Cats in the Navy looks like a nice read. I miss the cats that used to live at the corner stores (dairies, where I grew up). They were there for rodent control. I think they were outlawed because animals + food stuffs weren’t supposed to mix. (Someone should drop the mice a note.)
I have a very similar picture of my ginger cat Ryzhy acting as a liquid: https://hxstem.substack.com/p/chemistry-with-cats
Even the sink and the faucet look the same!
Excellent collection of facts, stories, and anecdotes! Frank Praytor’s story is heartwarming—as is the compassion shown by his superiors.
Wonderful post!
The photo of the petty officer cradling the cat [Edit: Oops. Cats.] could be a Norman Rockwell painting. The cat walking along the gun barrel of HMS Queen Elizabeth is the more amazing given that it’s a smooth cylinder with no flat spot.

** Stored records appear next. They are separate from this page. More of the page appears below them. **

PR #2715, opened 2026-01-21
Allow external URL access from formulas by default in new sheets.

jpd236:
When creating a new spreadsheet, update it to allow external URL access. This avoids the (unclickable) permission request coming up every time we attempt to use a function like `=IMAGE` to load an external resource, and seems like a reasonable tradeoff of security for simplicity given the lack of sensitive information expected in a sheet. This can also streamline including helpful formulas in the default template which depend on external resources.

To minimize the added latency from the additional call, we run this in parallel to the permission grant request that is made after the file is created.

### DIFF
--- a/imports/client/components/SetupPage.tsx
+++ b/imports/client/components/SetupPage.tsx
@@ -679,7 +679,7 @@ const GoogleScriptForm = ({
           >
             Google Cloud console
           </a>{" "}
-          and click &quot;ENABLE API&quot; near the top of the page.
+          and click &quot;Enable&quot; near the top of the page.
         </li>
         <li>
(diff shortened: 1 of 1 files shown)


zarvox:
Do we also need to update https://github.com/deathandmayhem/jolly-roger/blob/0f3bf4bd7bc96e8e1835f8255829deb5e6d495dd/imports/client/components/SetupPage.tsx#L288-L303 to include an additional scope for the additional API, or do the existing scopes cover this API already?

And if so: we should make sure we communicate to all known users that they'll need to re-link the Drive user to get a token with the additional scope for this to work.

Ships’ cats would be a good topic for Youtuber naval historian Drachinifel to cover. He’s done one on a d*g that got taken into Royal Navy service in South Africa so that the railway conductors couldn’t kick him off the trains, RN sailors being guaranteed free passage between the naval base and the town. I don’t think he drew sea duty though. He was a big Lab.
Continuing my cat conversion therapy.
Ha, should have guessed. Drach has done a video on ships’ cats.
https://www.youtube.com/watch?v=M7HIY0GTEC8
He has a PCC(E)-like affection for moggies.
The definition of “liquid” has been fudged so as to encompass cats. Actually, a cat does not flow downhill, nor does its surface level out.
The US Navy had ~2,000 vessels at the time of the WWI Armistice. With hundreds of thousands of cats scooped up, that would be ~100 per vessel. Less of course for washouts, lost ships, etc.
Sparkies of my acquaintance who have worked on both offshore installations, and mobile vessels would (have, to me, several sparkies, several occasions) argue that “ships cats” are now a positive danger to people and materiel due to their habit of chewing on the insulation for wiring. Of course, rats do the same too, but nobody proposes deliberately bringing rats on board.
I’m afraid the days of the cat on a commercial vessel are long gone. Private vessels – yep they’re still there. Until the owner gets hit with a quarantine fine, which in the UK used to (1990s) start at £1000 and go upwards – since animals travelling on private boats were considered one of the serious threats of rabies entering the UK.